TRY IT:
This exercise calls for every record to be set down exactly.

== MATERIAL TO PROCESS ==

PR #1022, opened 2026-05-12
fix(front): Don't show timer or try to fetch logs for canceled jobs

DamjanBecirovic:
## 📝 Description

Updated job and workflow UI handling for jobs stopped by fail-fast before execution starts.

Zebra already preserves the distinction via started_at == nil, so the fix was in front: stopped-before-start jobs now show --:-- instead of 00:00, the job page no longer auto-fetches logs for jobs that never ran, direct log endpoints are guarded, and the Raw logs control stays visible but disabled for those jobs. 

I also bumped Zebra’s resolved hackney dependency to a patched version to clear the CI security advisory.

## ✅ Checklist


dexyk (approved):

zebra/mix.lock
```diff
@@ -27,10 +27,10 @@
...
+  "hackney": {:hex, :hackney, "1.25.0", "390e9b83f31e5b325b9f43b76e1a785cbdb69b5b6cd4e079aa67835ded046867", [:rebar3], [{:certifi, "~> 2.15.0", [hex: :certifi, repo: "hexpm", optional: false]}, {:idna, "~> 6.1.0", [hex: :idna, repo: "hexpm", optional: false]}, {:metrics, "~> 1.0.0", [hex: :metrics, repo: "hexpm", optional: false]}, {:mimerl, "~> 1.4", [hex: :mimerl, repo: "hexpm", optional: false]}, {:parse_trans, "3.4.1", [hex: :parse_trans, repo: "hexpm", optional: false]}, {:ssl_verify_fun, "~> 1.1.0", [hex: :ssl_verify_fun, repo: "hexpm", optional: false]}, {:unicode_util_compat, "~> 0.7.1", [hex: :unicode_util_compat, repo: "hexpm", optional: false]}], "hexpm", "7209bfd75fd1f42467211ff8f59ea74d6f2a9e81cbcee95a56711ee79fd6b1d4"},
```
dexyk, line 30: @DamjanBecirovic this update could cause the issues

dexyk (changes requested):

zebra/mix.lock
DamjanBecirovic: I fixed the issue with the hackney update. The jobs are running without issue in the staging env now.
Can you take a look again please?

dexyk (approved):

PR #1025, opened 2026-05-13
feat(audit): Implement retention policy for audit events

dexyk:
## 📝 Description

Applies the system-wide 400-day data retention policy to audit logs, reusing the same `usage.apply_organization_policy` event that Zebra and Plumber consume: a `PolicyMarker` consumer stamps events older than the cutoff with an `expires_at` (clamped to a hard 400-day minimum so retention can never be shortened below policy), and a periodic `Deleter` removes expired rows using an adaptive cadence to drain backlogs.

Processing is gated per organization by the new `audit_logs_retention` feature flag, off by default and fail-closed, so retention can be rolled out gradually without risking premature deletion.

Includes the supporting schema migrations (`expires_at` column and indexes) and dependency bumps to address CVEs.

## ✅ Checklist


loadez (commented):
Two things I want to flag before we enable the deleter in prod. None of them block the merge since everything is off by default.

**1. Disabling the feature flag does not stop deletion after rows are marked.**

`check_feature_enabled` only gates the marking. If we enable `audit_logs_retention` for the wrong org, the marker sets `expires_at`, and turning the flag off later does not unmark anything. The Deleter only checks `expires_at <= now` (`deleter.ex:79` / `queries.ex:135`). So the 15 day grace is the only abort window, and the recovery is to null `expires_at` by hand in prod. Maybe re-check the org flag in the delete path? Or at least document that the flag only gates marking.

**2. The initial marking sweep is unbounded inside one AMQP message.**

`batch_mark` recurses the whole backlog of the org synchronously inside `handle_message`. The first sweep on a big org (400 days of events, batches of 1000) can pass the RabbitMQ consumer timeout, then the channel closes, the message is redelivered and the sweep restarts. With `retry_limit: 10` this can repeat a few times. It is idempotent so we don't lose anything, but maybe cap the batches per message and requeue, or pace the marking through a worker like the Deleter already does.

The rest of the safety design looks good to me. The floor clamp, the changeset excluding `expires_at`, everything off by default.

===

RESPONSE AREA:
PR #1022, opened 2026-05-12
fix(front): Don't show timer or try to fetch logs for canceled jobs

DamjanBecirovic:
## 📝 Description

Updated job and workflow UI handling for jobs stopped by fail-fast before execution starts.

Zebra already preserves the distinction via started_at == nil, so the fix was in front: stopped-before-start jobs now show --:-- instead of 00:00, the job page no longer auto-fetches logs for jobs that never ran, direct log endpoints are guarded, and the Raw logs control stays visible but disabled for those jobs. 

I also bumped Zebra’s resolved hackney dependency to a patched version to clear the CI security advisory.

## ✅ Checklist


dexyk (approved):

zebra/mix.lock
```diff
@@ -27,10 +27,10 @@
...
+  "hackney": {:hex, :hackney, "1.25.0", "390e9b83f31e5b325b9f43b76e1a785cbdb69b5b6cd4e079aa67835ded046867", [:rebar3], [{:certifi, "~> 2.15.0", [hex: :certifi, repo: "hexpm", optional: false]}, {:idna, "~> 6.1.0", [hex: :idna, repo: "hexpm", optional: false]}, {:metrics, "~> 1.0.0", [hex: :metrics, repo: "hexpm", optional: false]}, {:mimerl, "~> 1.4", [hex: :mimerl, repo: "hexpm", optional: false]}, {:parse_trans, "3.4.1", [hex: :parse_trans, repo: "hexpm", optional: false]}, {:ssl_verify_fun, "~> 1.1.0", [hex: :ssl_verify_fun, repo: "hexpm", optional: false]}, {:unicode_util_compat, "~> 0.7.1", [hex: :unicode_util_compat, repo: "hexpm", optional: false]}], "hexpm", "7209bfd75fd1f42467211ff8f59ea74d6f2a9e81cbcee95a56711ee79fd6b1d4"},
```
dexyk, line 30: @DamjanBecirovic this update could cause the issues

dexyk (changes requested):

zebra/mix.lock
DamjanBecirovic: I fixed the issue with the hackney update. The jobs are running without issue in the staging env now.
Can you take a look again please?

dexyk (approved):

PR #1025, opened 2026-05-13
feat(audit): Implement retention policy for audit events

dexyk:
## 📝 Description

Applies the system-wide 400-day data retention policy to audit logs, reusing the same `usage.apply_organization_policy` event that Zebra and Plumber consume: a `PolicyMarker` consumer stamps events older than the cutoff with an `expires_at` (clamped to a hard 400-day minimum so retention can never be shortened below policy), and a periodic `Deleter` removes expired rows using an adaptive cadence to drain backlogs.

Processing is gated per organization by the new `audit_logs_retention` feature flag, off by default and fail-closed, so retention can be rolled out gradually without risking premature deletion.

Includes the supporting schema migrations (`expires_at` column and indexes) and dependency bumps to address CVEs.

## ✅ Checklist


loadez (commented):
Two things I want to flag before we enable the deleter in prod. None of them block the merge since everything is off by default.

**1. Disabling the feature flag does not stop deletion after rows are marked.**

`check_feature_enabled` only gates the marking. If we enable `audit_logs_retention` for the wrong org, the marker sets `expires_at`, and turning the flag off later does not unmark anything. The Deleter only checks `expires_at <= now` (`deleter.ex:79` / `queries.ex:135`). So the 15 day grace is the only abort window, and the recovery is to null `expires_at` by hand in prod. Maybe re-check the org flag in the delete path? Or at least document that the flag only gates marking.

**2. The initial marking sweep is unbounded inside one AMQP message.**

`batch_mark` recurses the whole backlog of the org synchronously inside `handle_message`. The first sweep on a big org (400 days of events, batches of 1000) can pass the RabbitMQ consumer timeout, then the channel closes, the message is redelivered and the sweep restarts. With `retry_limit: 10` this can repeat a few times. It is idempotent so we don't lose anything, but maybe cap the batches per message and requeue, or pace the marking through a worker like the Deleter already does.

The rest of the safety design looks good to me. The floor clamp, the changeset excluding `expires_at`, everything off by default.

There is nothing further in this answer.